Brief: Each entry listed below should be reproduced word for word.

Data Block Start

PR #470, opened 2022-01-04
extensible-paths

general-kroll-4-life:
## Summary

The existing path sorting approach is flawed, because calls to `Router.FindRoute()` invariably lead to `routers.ErrMethodNotAllowed` where both `/{X}` and `/{X}:<someSuffix>` are present.  This occurs because `gorillamux` does not preclude `:` inside parameter substitutions and the shorter templated path is evaluated first.  The suggested fix is simply to reverse the lexicographical ordering.  Thus, the longer path is evaluated first.

### Note on unit tests

The prior unit tests leverage lexicographical sorting on the parameter name itself, coupled with opportune parameter name selection, to ensure passing tests.  However, according to https://swagger.io/specification/#patterned-fields:

> Templated paths with the same hierarchy but different templated names MUST NOT exist as they are identical.

This is also exemplified in https://swagger.io/specification/#path-templating-matching 

This implies we should not leverage parameter names in this way.

While I can well imagine future support for "same hierarchy but different templated names" (eg: parameter schema or format different), then in such cases the paths should be evaluated in an ordering that guarantees the core problem does not occur.

### DIFF
--- a/routers/gorillamux/router.go
+++ b/routers/gorillamux/router.go
@@ -142,7 +142,7 @@ func orderedPaths(paths map[string]*openapi3.PathItem) []string {
 	ordered := make([]string, 0, len(paths))
 	for c := 0; c <= max; c++ {
 		if ps, ok := vars[c]; ok {
-			sort.Strings(ps)
+			sort.Sort(sort.Reverse(sort.StringSlice(ps)))
 			ordered = append(ordered, ps...)
 		}
 	}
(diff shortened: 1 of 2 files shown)


fenollp:
Could you rephrase the issue you're solving here? I'm not sure I understand what `X:action` is in this context.
Also I have trouble interpreting the tests. Why rename the `bookid2` parameter and how did that fix the tests?
Could you add regression test(s) around the specific issue this is solving?

Please also amend the note in that function: https://github.com/getkin/kin-openapi/blob/06620d24bbe9ccdfdb4d3925f0e3727030ee8f42/routers/gorillamux/router.go#L131-L132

Data Block End

Finished task:
PR #470, opened 2022-01-04
extensible-paths

general-kroll-4-life:
## Summary

The existing path sorting approach is flawed, because calls to `Router.FindRoute()` invariably lead to `routers.ErrMethodNotAllowed` where both `/{X}` and `/{X}:<someSuffix>` are present.  This occurs because `gorillamux` does not preclude `:` inside parameter substitutions and the shorter templated path is evaluated first.  The suggested fix is simply to reverse the lexicographical ordering.  Thus, the longer path is evaluated first.

### Note on unit tests

The prior unit tests leverage lexicographical sorting on the parameter name itself, coupled with opportune parameter name selection, to ensure passing tests.  However, according to https://swagger.io/specification/#patterned-fields:

> Templated paths with the same hierarchy but different templated names MUST NOT exist as they are identical.

This is also exemplified in https://swagger.io/specification/#path-templating-matching 

This implies we should not leverage parameter names in this way.

While I can well imagine future support for "same hierarchy but different templated names" (eg: parameter schema or format different), then in such cases the paths should be evaluated in an ordering that guarantees the core problem does not occur.

### DIFF
--- a/routers/gorillamux/router.go
+++ b/routers/gorillamux/router.go
@@ -142,7 +142,7 @@ func orderedPaths(paths map[string]*openapi3.PathItem) []string {
 	ordered := make([]string, 0, len(paths))
 	for c := 0; c <= max; c++ {
 		if ps, ok := vars[c]; ok {
-			sort.Strings(ps)
+			sort.Sort(sort.Reverse(sort.StringSlice(ps)))
 			ordered = append(ordered, ps...)
 		}
 	}
(diff shortened: 1 of 2 files shown)


fenollp:
Could you rephrase the issue you're solving here? I'm not sure I understand what `X:action` is in this context.
Also I have trouble interpreting the tests. Why rename the `bookid2` parameter and how did that fix the tests?
Could you add regression test(s) around the specific issue this is solving?

Please also amend the note in that function: https://github.com/getkin/kin-openapi/blob/06620d24bbe9ccdfdb4d3925f0e3727030ee8f42/routers/gorillamux/router.go#L131-L132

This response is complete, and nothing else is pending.